I think there's so many good points that we're hitting here. I'll just say the other thing to build on your point about, hey, these take less capital. You have to look at what does your ownership, after you've been diluted half by 50% as a seed or series A investor, you're going to be down to half. So if you own 10%, you own five. If you owned seven like YC or we do in a company, you're going to own three.
You're going to really have to model out is the valuation you're looking at, what does it pencil out to for an outcome? And when I did this with our investments, I saw a leak in my game, which was, hey, I'm putting 100K into a $25 million round or a $50 million round as a follow-on investment to support the founder. OK, what does that do for my LPs? Well, that 100K would need to hit
some extraordinary outcome, $5, $10, $20, $40 billion in order for us to return the fund. So now my team understands, hey, take that $125K, that $250K, that $500K, do four more accelerator companies with it because those could return the fund. And that fund math, people stop doing. I think all these fund managers who are getting wiped out, they never penciled out
What does this company I'm giving a million dollars need to hit in order for me to return my fund?
And now they're finding out that it doesn't work. Look at the thing that Saks just tweeted. Look at that. Let me see. You know, everybody's course correcting. I mean, it's basically the capital deployments gone back to where it was in 2019, let's call it. So again, we had this bubble. The foam started building in 2020, but you had COVID. People didn't know what to think. So there was some restraint, I guess. And then 2021, it just went wild. Yeah.
That was nuts, man. Well, I mean, the question is... Those middle vintages are just going to be garbanzo beans, 21, 22. Well, you know, that's such an interesting point. If you could return capital, you're going to look like a Euro.
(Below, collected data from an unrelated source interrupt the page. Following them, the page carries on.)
PR #115, opened 2016-10-03
Refactor progressbar

darnir:
This is a small refactor of the progress bar code based on our discussion on the other pull request. 

While this works fine, it will cause new errors on Coverity. This is because I have now marked some functions in src/bar.c as WGET_NONNULL_ALL. However, currently there still exist a few code paths that do not set the filename and hence, we pass a NULL pointer in such cases.

I'd like to fix those cases soon, but this progress bar should work the same as it currently works.


darnir:
@rockdaboot Do you know why travis fails compilation? I tried a `make disclean` locally and recompiled without any issues. Even `make distcheck` works fine locally for me, yet travis complains.

rockdaboot:
Just seeing
```
bar.c:42:19: fatal error: utils.h: No such file or directory
 #include "utils.h"
                   ^
compilation terminated.
```

That means there is a utils.h in your local path which has not been committed, so a git clone doesn't pull it in.

darnir:
I don't have a local file called "utils.h". Yet local compilation somehow worked for me. I have no idea why.
Anyhow, I have removed the offending include statement, so it should compile well now.

What do you think of the structure of the code now?

rockdaboot:
First I have to earn a coffee... A customer has problems with User-To-User Info on SS7... Hopefully finished soon :smiley:

rockdaboot:
I am fine with your changes. Just see my comments for some details.

include/wget/wget.h
```diff
@@ -265,6 +265,8 @@ int
 	wget_global_get_int(int key) LIBWGET_EXPORT;
 void
 	(*wget_global_get_func(int key))(const char *, size_t) LIBWGET_EXPORT;
+void
+	wget_handle_sigwinch(void) LIBWGET_EXPORT;
```
darnir: Currently, the idea was to provide a library function that acts as a signal handler for SIGWINCH. However, if we rename it to wget_bar_resize, we must ask the client to handle the signals and send libwget just a new width dimension.

darnir: I am not sure if a `wget_bar_resize` style function is a better idea. When the screen size changes. we want the progress bar to automatically adapt to the new screen size. Same thing for if the height changes. If the screen height becomes less that nslots, libwget should refuse to draw the progress bar. The library should not depend on the client giving it the correct information in this case. It should pull the right information on its own.

We can however rename it to wget_bar_screen_changed and retain the current functionality, i.e.: it acts as a signal handler for SIGWINCH or any other method of detecting that the screen size has changed.

rockdaboot: > Currently, the idea was to provide a library function that acts as a signal handler for SIGWINCH.

Yes, but let's assume that libwget does not know about signals (it should be OS independent). Then the app has to fetch the signal and just call wget_bar_resize(void). My idea was that this function is just a 'trigger' function. libwget should do the rest automatically, as you mention.

So basically it stays as it is, but we don't call it *sigwinch*. That name would confuse e.g. a Windows user. Maybe I just was a bit unclear.

darnir: Then I think I understood you just fine. See the commit 354c862. It renames the function as you suggest to make it clearer.

rockdaboot: Almost done... I just cross-compiled your commits - SIGWINCH is unknown :-)))
```
wget.c:839:20: error: 'SIGWINCH' undeclared (first use in this function)
  } else if (sig == SIGWINCH) {
                    ^~~~~~~~
```
Not sure about gnulib... could you fix that and than I'll merge your changes (likely tomorrow morning).

rockdaboot: there is a 'signal-h' modules which provides GNU like signal.h

rockdaboot:
asan fails with clang ?
calculating the screen width doesn't work.

rockdaboot:
Fixed the screen width issue (wget_get_screen_size must not be pure !)

darnir:
Aah. I forgot that it writes to the parameter pointers not just dereference them. Thanks for the fix. 

About the signal-h module, I don't think it provides a SIGWINCH typedef. I'll check again.

rockdaboot:
Maybe not - but there must be some way to check window resizing on Windows (but definitely not via signals). This can be used to get the window size on Windows: http://stackoverflow.com/questions/6812224/getting-terminal-size-in-c-for-windows/12642749#12642749

But for SIGWINCH... simply use an #ifdef

darnir:
I just added an `ifdef` guard in `nop()`. I couldn't find anything useful for this in gnulib.

I think we can add that complexity for Windows support later. If someone is interested in getting this to run on Windows, they will come and help as well

rockdaboot:
I agree.
BTW, I am going to create a make target check-mingw32/64 soon for windows checking. At that point I will implement the code (without resize recognition since windows API doesn't support that).

darnir:
Sure. That sounds like a good idea. Although I think windows cross compilation support can come a little later, after the first *nix only alpha release.

rockdaboot:
We still have the ASAN problem on OSX... any idea ?

```
 Undefined symbols for architecture x86_64:

  "___asan_alloca_poison", referenced from:
```

darnir:
I tried searching. Can't find anything about it online.
Maybe we disable it for now on OSX builds?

Also, Chamath, I remember, I don't know if it was Michael Moritz or Doug Leone, but I was talking to Sequoia about the time dispersion of your fund. Like over what period of time are you deploying a fund? And man, people started deploying funds in 18 months because they can raise the next fund so quick. So like, screw it. I'm going to deploy this fund in 18 months, 24 months. And LPs were saying to me like,
What period are you going to deploy this? And I said, well, you know, I was taught by Fred Wilson and this person, 36 months, 48 months would be a good window to deploy capital because, you know, it smooths it out. I think you're saying the dirty little secret of the venture business, which is at some point people get to a fork in the road. If they hyper-optimize for returns, I'll put Benchmark, I'll put Fred Wilson and USV, I'll put Sequoia's early stage fund.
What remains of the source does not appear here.